(Task): Nothing but the lines from the start of the records below through the line that has "Previously, the names" should appear, each exactly as given.

(Data):
[Start of section]

PR #945, opened 2022-08-25
rvfi_tracer.sv: Fix log format of FP regs written by compressed insns.

zchamski:
Previously, the names of FP registers written by compressed instructions were printed as integer register names.
This change applies the FP-specific printing format to destination regs of both uncompressed *and* compressed
instructions that set an FP register.
 
NOTE: CVA6 supports only XLEN==FLEN for compressed FP load insns, unlike RV ISA spec v2.2 that allows FLEN
to be 64 bits while XLEN==32.  This means that on CVA6, C.FLD/C.FLDSP insns are recognized only on CV64A6
and C.FLW/C.FLWSP only on CV32A6.

Files changed:

* corev_apu/tb/rvfi_tracer.sv: Recognize compressed insns that set FP regs
  so that all FP register commits are correctly formatted.

Signed-off-by: Zbigniew Chamski <zbigniew.chamski@thalesgroup.com>

### DIFF
--- a/corev_apu/tb/rvfi_tracer.sv
+++ b/corev_apu/tb/rvfi_tracer.sv
@@ -41,7 +41,8 @@ module rvfi_tracer #(
         // Destination register information
         $fwrite(f, "%h 0x%h (0x%h)",
           rvfi_i[i].mode, pc64, rvfi_i[i].insn);
-        // Decode instruction to know if destination register is FP register
+        // Decode instruction to know if destination register is FP register.
+        // Handle both uncompressed and compressed instructions.
         if ( rvfi_i[i].insn[6:0] == 7'b1001111 ||
              rvfi_i[i].insn[6:0] == 7'b1001011 ||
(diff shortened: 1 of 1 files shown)


JeanRochCoulon:
@zchamski    We do not used to add so much comments in RTL from the beginning. I suggest to remove the comments from the RTL. The comments can be added to the PR discussion and to the design specification (when it will exist!).

zchamski:
Hi @JeanRochCoulon , the comments in RTL have been shrunk as requested.  I updated also the description of the PR, splitting it into chapters and adding a reference to the test set that was submitted as PR against https://github.com/openhwgroup/core-v-verif/cva6/dev.

zchamski:
Just as a confirmation, @spidugu444 's testing confirms the issue is fixed in the configuration where it was first identified
PR945-discussion

spidugu444:
@zchamski with your fix in CVA6 RTL  64-bit floating point ABI issue has been resolved.

PR #959, opened 2022-09-18
Cvvdev/dev/rvfi

JeanRochCoulon:


JeanRochCoulon:
With the help of this present PR RVFI reports information on memory accesses and rs1/rs2 data values, could you confirm me RVFI works for you use cases, that is to say:
- Test termination - @zchamski 
- ISACOV - @AyoubJalali
Wait for your approval for merging.
Thanks

PS: @ASintzoff

AyoubJalali:
@JeanRochCoulon I checked what you did, I get the values of RS1 & RS2 but are not the right values, for example :
1- for some instructions like **addi** (it has no source register 2) and I get the value of rs2 instead of rs1 (in addi instruction no rs2 register).
2- **auipc** instruction don't use rs1 or rs2 but still i get values for the rs1 & rs2 (actually i notice that i get the value of the pc in rs1).
3- For the memory signals i get values, but i didn't check the correctness of the values.

AyoubJalali:
@JeanRochCoulon I verified the memory signals, I compare what i get with spike trace, and it seems good for.

zchamski:
@JeanRochCoulon , the RVFI from commit [4f2b1b4](https://github.com/openhwgroup/cva6/pull/959/commits/4f2b1b42f32825b9bfb156d61c7ce1f219d6addc) works with my candidate "orderly test termination" changeset.  Correct operation was confirmed on Verilator-generated waveforms in both 64b and 32b.   Please note that the orderly termination conidition relies only on the values of `mem_addr`, `mem_wdata` and `mem_wmask`, with `pc_rdata` used as an informative guide during waveform debugging.

AyoubJalali:
> @JeanRochCoulon I checked what you did, I get the values of RS1 & RS2 but are not the right values, for example : 1- for some instructions like **addi** (it has no source register 2) and I get the value of rs2 instead of rs1 (in addi instruction no rs2 register). 2- **auipc** instruction don't use rs1 or rs2 but still i get values for the rs1 & rs2 (actually i notice that i get the value of the pc in rs1). 3- For the memory signals i get values, but i didn't check the correctness of the values.

@JeanRochCoulon I checked a second time and it seems good for me. I made a mistake while decoding these instructions.
For me RVFI seems good for me.

PR #967, opened 2022-09-29
Adding Access Region exception feature

### LINKED ISSUE #879: [Bug Report] Issue with memory access
Hi,
We found that cva6 allows LOAD instructions to load value from an address that is outside the DRAM space. According to RISC-V Unprivileged ISA V20190608, page 7, "if an instruction attempts to access memory at an inaccessible address, an exception is raised for the instruction. Vacant locations in the address space are never accessible". However, cva6 did not throw an exception for this case.
We have the triggering test case (.mem file), the RTL trace log, and the spike trace log attached below. We can see that we are trying to load from an address outside DRAM space to register x10 (lbu  a0, -302(sp)). CVA6 is not throwing any exception for this instruction whereas spike is throwing load access fault exception.

Is this a bug in cva6?
[bug_report.zip](https://github.com/openhwgroup/cva6/files/8749872/bug_report.zip)

Gidha-Iftikhar:
This PR closes #879. 

It adds the unsupported feature of access exception i.e when if an instruction attempts to access memory at an inaccessible address, an exception is raised for the instruction. Vacant locations in the address space are never accessible.

A function is_inside_access_region has been added in ariane_pkg.sv, which checks the address is in access range or not. The function is called in mmu unit, where physical address is passed to function and then raise exception if function check fails. 

The changes can be verified by the [access test](https://github.com/riscv-software-src/riscv-tests/blob/master/isa/rv64mi/access.S) which changes the last bit of the address to 1, making it outside the access region, and try to jump at that address. If the feature is enabled, accessing that address should raise instruction access fault.

### DIFF
--- a/core/include/ariane_pkg.sv
+++ b/core/include/ariane_pkg.sv
@@ -53,6 +53,7 @@ package ariane_pkg;
       //
       logic [63:0]                      DmBaseAddress;         // offset of the debug module
       int unsigned                      NrPMPEntries;          // Number of PMP entries
+      logic [63:0]                      AccessRegionLength;
     } ariane_cfg_t;
 
     localparam ariane_cfg_t ArianeDefaultConfig = '{
@@ -76,7 +77,9 @@ package ariane_pkg;
       SwapEndianess:          1'b0,
       // debug
       DmBaseAddress:          64'h0,
-      NrPMPEntries:           8
+      NrPMPEntries:           8,
+      //Access Region
+      AccessRegionLength:     64'hC000_0000
     };
 
     // Function being called to check parameters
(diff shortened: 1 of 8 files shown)


fatimasaleem:
Hi @JeanRochCoulon Can you please take a look at these changes? Thanks.

JeanRochCoulon:
Thank you for your CVA6 interest. Teh PR has been reviewed by @asintzoff @gchauvon

You define a big region from 0 to 0xC0000000. The region is defined as input parameter of cva6 top module, so we can fine tune the value according to the platform.

Why did not take the memory mapping as reference ?  In that way, you will include more unimplemented addresses, also the unimplemented addresses between two memories.
To my mind the memory mapping defined in ariane_soc_pkg.sv should be used as input of the exception generator, and not only a big region.

JeanRochCoulon:
As this PR does not updates from a while, close it

PR #968, opened 2022-10-02
feat: Bump CVA6 for OpenPiton, fix mmu issues

tianrui-wei:
This PR does the following

1. Bump the filelist for OpenPiton for new directory layout
2. Remove AXI Interface for OpenPiton in the top level
3. Fix several issues in MMU discovered during address translation last
   year, the changes in core/mmu_sv39/mmu.sv are a joint effort
   between Jbalkind minho-pulp zarubaf niwis acostillado tianrui-wei 
   (removing github @ to avoid spamming everyone)
4. disable bitmanip by default
5. separate an ariane config package for openpiton synthesis. Some of
   the previous changes makes ariane too big for openpiton, so we need
   to revert these changes
6. Don't increase number of writeback ports (NR_WB_PORTS) when cvxif is
   not enabled

Signed-off-by: Tianrui Wei <tianrui@tianruiwei.com>


zarubaf:
Cool! Is it booting again in OpenPiton with those changes? Would you mind also applying those fixes to the 32-bit MMU. Sorry for the code duplication, that is something that we are trying to fix with templating, @JeanRochCoulon.

zarubaf (approved):
👍

tianrui-wei:
Thanks Florian! OpenPiton is booting Linux correctly, and I've ported the changes to sv32 in [`8b5cbff` (#968)](https://github.com/openhwgroup/cva6/pull/968/commits/8b5cbff74fc2b03c443ea74fb7948e287f18ce0b).

JeanRochCoulon:
Hello @tianrui-wei     The Thales Continuous Integration is not PASS. I will provide you information as soon as it will finish.

tianrui-wei:
Hi @JeanRochCoulon thanks. I have a valid VCS license at Berkeley. Let me know what else you need. You can also reach me at my email if you want to talk in private :)

JeanRochCoulon:
Hello, you can follow the Thales CI status at https://riscv-ci.pages.thales-invia.fr/dashboard/dashboard_cva6.html.
Do you have already used core-v-verif repository? To reproduce the current error, you have to execute the smoke test: "source cva6/regress/smoke-tests.sh" from core-v-verif repository.

tianrui-wei:
Hi @JeanRochCoulon thanks for the pointer. May I ask what version of the riscv compiler you use? I'm getting the following error, which I assume to be compiler version and ISA string mismatch
```
/scratch/riscv-tests/isa/rv32ui/../rv64ui/add.S:14: Error: unrecognized opcode `csrw mepc,t0'
```

JeanRochCoulon:
@zchamski Could you help @tianrui-wei on GCC side ?!   Thanks

zchamski:
> Hi @JeanRochCoulon thanks for the pointer. May I ask what version of the riscv compiler you use? I'm getting the following error, which I assume to be compiler version and ISA string mismatch
> 
> ```
> /scratch/riscv-tests/isa/rv32ui/../rv64ui/add.S:14: Error: unrecognized opcode `csrw mepc,t0'
> ```

Hi @tianrui-wei , the problem you are facing comes from GCC evolution: in January 2022 GCC changed the default spec version of the RISC-V ISA.  Until GCC 11.2 inclusive, the CSR-related instructions were considered part of the base ISA.  Starting with GCC 11.3, the CSR-related instructions are assumed to belong in a dedicated extension (`Zicsr`), so they are not recognized by default.

There are three ways to handle this change without rebuilding the compiler:
* use an older compiler (this is currently the case for CVA6 regression suites: they use GCC 10.2)
* use GCC 11.3 or later and select the `Zicsr` extension on the compiler command line (add `_zicsr` suffix to the ISA name in the`-march=` option.)
* use GCC 11.3 or later and enable the "old" behavior (GCC 11.2, GCC 10...) by adding `-misa-spec=2.2` to the compiler command line. 

See https://github.com/seL4/seL4/issues/749 for a discussion of the reasoning behind this change, including the link to the original mailing list message.

tianrui-wei:
Hi @zchamski @JeanRochCoulon thanks for the explanation. @Jbalkind proposed a fix but didn't solve the thales CI despite passing the smoke tests. Could you check how the error could be reproduced? Thanks!

JeanRochCoulon:
Maybe you did not set the right value in DV_SIMULATORS variable?    
"export DV_SIMULATORS=vcs-uvm,spike" should be executed before smoke tests. It should make smoke tests fail.
Tell me !

Jbalkind:
I worked on this more last night. When the CVXIF_ENABLE change occurred, NR_WB_PORTS was also changed to 5, which significantly increases the size of the scoreboard. We set it back to 4 (as used in OpenPiton already and the default for a long time) when CVXIF_ENABLE is not set. For some reason, this breaks the 32 bit config (test times out). We're thinking to just add a separate config to replace NR_WB_PORTS and set it to 4 for OpenPiton for now, but this is probably worth looking into as it seems that the addition of CVXIF broke this configuration for 32 bit.

JeanRochCoulon:
@Gchauvon, the submitted PR does not work in 32bits config when CV-X-IF is enabled. As CV-X-IF designer, have any idea ?

Gchauvon:
I did look into this. 
It appears that writeback bus assignements are broken when `NB_WB_PORTS==4` 
I have a fix to condition those assignment to the CVXIF_PRESENT parameter. I did a pull request to @tianrui-wei branch complete this pull request.

tianrui-wei:
@Gchauvon Thanks for submitting the PR, I already merged it.
@JeanRochCoulon Can you manually retrigger the CI flow from inside Thales? It seems mergint the PR doesn't trigger the CI.

Gchauvon:
As I was afraid. Synthesis tools didn't like the condtion syntax in port connection. So I did a new PR and create intermediate signals (https://github.com/tianrui-wei/cva6/pull/2). I did a synthesis, it passed. Continuous integration should be ok after this.

tianrui-wei:
Thanks @Gchauvon for submitting the fix. I've already merged your changes into my branch and pushed it here. Hopefully the ci will go through 🤞

tianrui-wei:
@JeanRochCoulon Can you check the thales CI if the newest commit passes? It seems it's not visible to public despite I merged it in cli and pushed it to github

JeanRochCoulon (approved):
Hello, the dashboard seems broken for 3 days, but the regression is green !!! 
The bit manip extension support has been disabled, this is ok for me.
A new cva6 configuration package has been defined. This was not planned, as only the configurations specified in the CVA6 specifications were planned. I see no problem defining a new configuration, but since no regression is running on it, a future PR might cause it to fail. You (and your colleagues) are responsible for maintaining it.
Thank you for the PR, and your MMU bug fix.

tianrui-wei:
Thanks! Appreciate your review and guidance!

[End of section]

(Response for this exercise):
PR #945, opened 2022-08-25
rvfi_tracer.sv: Fix log format of FP regs written by compressed insns.

zchamski:
Previously, the names of FP registers written by compressed instructions were printed as integer register names.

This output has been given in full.